Exercise objective
The records sit below this line. Repeat all of them exactly.

Excerpted records

Issue #2190, opened 2023-04-04
DatePicker submit_button_text


joakbjerk:
## 🐛 Bug Report

The submit_button_text props does not seem to be used at all in the DatePicker component, leaving developers unable to change the submit button text from OK

PR #2254, opened 2023-04-25
fix(DatePicker): fix text prop for submit and cancel buttons

joakbjerk:
## Summary

Solves [this issue](https://github.com/dnbexperience/eufemia/issues/2190) where developers were unable to change the submit and cancel button text

### DIFF
--- a/packages/dnb-eufemia/src/components/date-picker/DatePicker.js
+++ b/packages/dnb-eufemia/src/components/date-picker/DatePicker.js
@@ -509,6 +509,8 @@ export default class DatePicker extends React.PureComponent {
       mask_order,
       mask_placeholder,
       align_picker,
+      submit_button_text,
+      cancel_button_text,
       reset_button_text,
 
       hide_navigation: _hide_navigation, // eslint-disable-line
@@ -703,6 +705,8 @@ export default class DatePicker extends React.PureComponent {
                         onSubmit={this.onSubmitHandler}
                         onCancel={this.onCancelHandler}
                         onReset={this.onResetHandler}
+                        submitButtonText={submit_button_text}
+                        cancelButtonText={cancel_button_text}
                         resetButtonText={reset_button_text}
                       />
                     </>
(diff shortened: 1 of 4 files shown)


tujoworker (approved):
Looks good to me 👌

joakbjerk:
> Nice, this looks great 👏 Should we perhaps add tests for these "new" props as well? 🤔

Made tests for the custom text props @langz  @tujoworker please double check if they are done correctly 🙏

langz:
> > Nice, this looks great 👏 Should we perhaps add tests for these "new" props as well? 🤔
> 
> Made tests for the custom text props @langz @tujoworker please double check if they are done correctly 🙏

Thanks, looks great.
Only "improvement" or possible change I would consider is to have one render for each it statement, where we only include the props needed for the it statement.
Like for the it statement, `should show custom text for submit button`, I would consider only doing:
`  render(
    <Component
      opened
      label="Custom submit text"
      show_input
      submit_button_text="Yes"
      show_submit_button
    />
  )`
  
  Assuming these are the only props needed to test the it statement 🙏

langz (approved):

joakbjerk:
> > > Nice, this looks great 👏 Should we perhaps add tests for these "new" props as well? 🤔
> > 
> > 
> > Made tests for the custom text props @langz @tujoworker please double check if they are done correctly 🙏
> 
> Thanks, looks great 🚀 Only "improvement" or possible change I would consider is to have one render for each it statement, where we only include the props needed for the it statement. Like for the it statement, `should show custom text for submit button`, I would consider only doing:
> 
> ```
> render(
>     <Component
>       opened
>       label="Custom submit text"
>       show_input
>       submit_button_text="Yes"
>       show_submit_button
>     />
>   )
> ```
> 
> Assuming these are the only props needed to test the it statement 🙏
> 
> This is not important at all, just a suggestion as I would rather prefer smaller/easier to read "renders" containing only what's needed for the given it statement, instead of having one large render that covers many different tests/it statements.

Great suggestion, will change it now 🔥

PR #2520, opened 2023-07-07
fix: add external link icon to anchor with element as children

joakbjerk:
Proposal to make the external link icon show up inside `Anchor` if `children` is set to be an `Element`.

This change does however require developers to set the styling of the child to have some sort of `inline` display to not throw off/break the icon and tooltip alignment, but this might be a non issue. 

See examples provided in screenshot below
Screenshot 2023-07-07 at 14 49 00


packages/dnb-eufemia/src/components/anchor/__tests__/__image_snapshots__/anchor-legacy-icon-usage-for-ui-have-to-match-anchor-with-target-blank-legacy-icon.snap.png
joakbjerk, line 1: Allowing element as children whilst also showing the external link button seems to have changed the screenshot test, not sure if this change is acceptable?

tujoworker:
Nice! A jest test that confirms the changes would be good to have 🙏

tujoworker (approved):

PR #2521, opened 2023-07-07
feat(Anchor): focus-visible and test coverage

snorrekim:
### Screenshot 'active' simulation fix and better state (hover, active, focus) coverage
The current tests did not properly test hover, focus and active. I've fixed a bug in the screenshot 'active' simulation (it broke tests run after it) and extended our tests to cover states. This uncovered some bugs in sbanken active state and all themes' contrast anchor active, focus, hover states.

There was also a bug where `display: flex` changed the line-height of many of the examples and screenshots.

### Contrast link bug
The screenshot simulation fixes uncovered some bugs in contrast anchor active, focus, hover states. I've fixed those bugs, with the assumption that the style for contrast anchor is supposed to match what can be found in the footer at dnb.no

### :focus-visible
Refactored Anchor to use `:focus-visible`, this means we avoid many complex css specificity problems when theming.


tujoworker (approved):
Very nice work 🙏 Thanks you!

PR #2523, opened 2023-07-07
feat(Button): sbanken hover and error

snorrekim:
## Summary

- Updated the hover effect for sbanken buttons. 
- Updated sbanken error button styles and added screenshot tests for error states.

### Missing error button hover, active, focus styles?
The new error button screenshots uncovered that these buttons do not have their own style for hover, active, focus in DNB/Eiendom theme. They just look the same as a regular button when interacted with. I don't know if that is intended or not, but might be a bug. (Sbanken theme has styles for these states).


tujoworker (approved):
🔥 Great work, Snorre

PR #2524, opened 2023-07-07
chore(Portal): use Gatsby Slices for a couple of global components

tujoworker:
- Use Gatsby (v5) [Slices](https://www.gatsbyjs.com/docs/reference/built-in-components/gatsby-slice/) for faster builds. On CI we go from 3:30 to 2:30 for a Gatsby builds (warm). A local warm rebuild takes with this enhancement from 6 to 10 seconds on my Mac.
- Also, move "core" parts into "shared" so all the components are collected in one place.


tujoworker:
It looks like it depends more on the available cache, than an actually speed difference. Locally I could not find any difference. 
We do probably have way to little pages with an amount of around 300.

tujoworker:
It looks like it depends more on the available cache, than an actually speed difference. Locally I could not find any difference. 
We do probably have way to little pages with an amount of 300.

Written response
Issue #2190, opened 2023-04-04
DatePicker submit_button_text


joakbjerk:
## 🐛 Bug Report

The submit_button_text props does not seem to be used at all in the DatePicker component, leaving developers unable to change the submit button text from OK

PR #2254, opened 2023-04-25
fix(DatePicker): fix text prop for submit and cancel buttons

joakbjerk:
## Summary

Solves [this issue](https://github.com/dnbexperience/eufemia/issues/2190) where developers were unable to change the submit and cancel button text

### DIFF
--- a/packages/dnb-eufemia/src/components/date-picker/DatePicker.js
+++ b/packages/dnb-eufemia/src/components/date-picker/DatePicker.js
@@ -509,6 +509,8 @@ export default class DatePicker extends React.PureComponent {
       mask_order,
       mask_placeholder,
       align_picker,
+      submit_button_text,
+      cancel_button_text,
       reset_button_text,
 
       hide_navigation: _hide_navigation, // eslint-disable-line
@@ -703,6 +705,8 @@ export default class DatePicker extends React.PureComponent {
                         onSubmit={this.onSubmitHandler}
                         onCancel={this.onCancelHandler}
                         onReset={this.onResetHandler}
+                        submitButtonText={submit_button_text}
+                        cancelButtonText={cancel_button_text}
                         resetButtonText={reset_button_text}
                       />
                     </>
(diff shortened: 1 of 4 files shown)


tujoworker (approved):
Looks good to me 👌

joakbjerk:
> Nice, this looks great 👏 Should we perhaps add tests for these "new" props as well? 🤔

Made tests for the custom text props @langz  @tujoworker please double check if they are done correctly 🙏

langz:
> > Nice, this looks great 👏 Should we perhaps add tests for these "new" props as well? 🤔
> 
> Made tests for the custom text props @langz @tujoworker please double check if they are done correctly 🙏

Thanks, looks great.
Only "improvement" or possible change I would consider is to have one render for each it statement, where we only include the props needed for the it statement.
Like for the it statement, `should show custom text for submit button`, I would consider only doing:
`  render(
    <Component
      opened
      label="Custom submit text"
      show_input
      submit_button_text="Yes"
      show_submit_button
    />
  )`
  
  Assuming these are the only props needed to test the it statement 🙏

langz (approved):

joakbjerk:
> > > Nice, this looks great 👏 Should we perhaps add tests for these "new" props as well? 🤔
> > 
> > 
> > Made tests for the custom text props @langz @tujoworker please double check if they are done correctly 🙏
> 
> Thanks, looks great 🚀 Only "improvement" or possible change I would consider is to have one render for each it statement, where we only include the props needed for the it statement. Like for the it statement, `should show custom text for submit button`, I would consider only doing:
> 
> ```
> render(
>     <Component
>       opened
>       label="Custom submit text"
>       show_input
>       submit_button_text="Yes"
>       show_submit_button
>     />
>   )
> ```
> 
> Assuming these are the only props needed to test the it statement 🙏
> 
> This is not important at all, just a suggestion as I would rather prefer smaller/easier to read "renders" containing only what's needed for the given it statement, instead of having one large render that covers many different tests/it statements.

Great suggestion, will change it now 🔥

PR #2520, opened 2023-07-07
fix: add external link icon to anchor with element as children

joakbjerk:
Proposal to make the external link icon show up inside `Anchor` if `children` is set to be an `Element`.

This change does however require developers to set the styling of the child to have some sort of `inline` display to not throw off/break the icon and tooltip alignment, but this might be a non issue. 

See examples provided in screenshot below
Screenshot 2023-07-07 at 14 49 00


packages/dnb-eufemia/src/components/anchor/__tests__/__image_snapshots__/anchor-legacy-icon-usage-for-ui-have-to-match-anchor-with-target-blank-legacy-icon.snap.png
joakbjerk, line 1: Allowing element as children whilst also showing the external link button seems to have changed the screenshot test, not sure if this change is acceptable?

tujoworker:
Nice! A jest test that confirms the changes would be good to have 🙏

tujoworker (approved):

PR #2521, opened 2023-07-07
feat(Anchor): focus-visible and test coverage

snorrekim:
### Screenshot 'active' simulation fix and better state (hover, active, focus) coverage
The current tests did not properly test hover, focus and active. I've fixed a bug in the screenshot 'active' simulation (it broke tests run after it) and extended our tests to cover states. This uncovered some bugs in sbanken active state and all themes' contrast anchor active, focus, hover states.

There was also a bug where `display: flex` changed the line-height of many of the examples and screenshots.

### Contrast link bug
The screenshot simulation fixes uncovered some bugs in contrast anchor active, focus, hover states. I've fixed those bugs, with the assumption that the style for contrast anchor is supposed to match what can be found in the footer at dnb.no

### :focus-visible
Refactored Anchor to use `:focus-visible`, this means we avoid many complex css specificity problems when theming.


tujoworker (approved):
Very nice work 🙏 Thanks you!

PR #2523, opened 2023-07-07
feat(Button): sbanken hover and error

snorrekim:
## Summary

- Updated the hover effect for sbanken buttons. 
- Updated sbanken error button styles and added screenshot tests for error states.

### Missing error button hover, active, focus styles?
The new error button screenshots uncovered that these buttons do not have their own style for hover, active, focus in DNB/Eiendom theme. They just look the same as a regular button when interacted with. I don't know if that is intended or not, but might be a bug. (Sbanken theme has styles for these states).


tujoworker (approved):
🔥 Great work, Snorre

PR #2524, opened 2023-07-07
chore(Portal): use Gatsby Slices for a couple of global components

tujoworker:
- Use Gatsby (v5) [Slices](https://www.gatsbyjs.com/docs/reference/built-in-components/gatsby-slice/) for faster builds. On CI we go from 3:30 to 2:30 for a Gatsby builds (warm). A local warm rebuild takes with this enhancement from 6 to 10 seconds on my Mac.
- Also, move "core" parts into "shared" so all the components are collected in one place.


tujoworker:
It looks like it depends more on the available cache, than an actually speed difference. Locally I could not find any difference. 
We do probably have way to little pages with an amount of around 300.

tujoworker:
It looks like it depends more on the available cache, than an actually speed difference. Locally I could not find any difference. 
We do probably have way to little pages with an amount of 300.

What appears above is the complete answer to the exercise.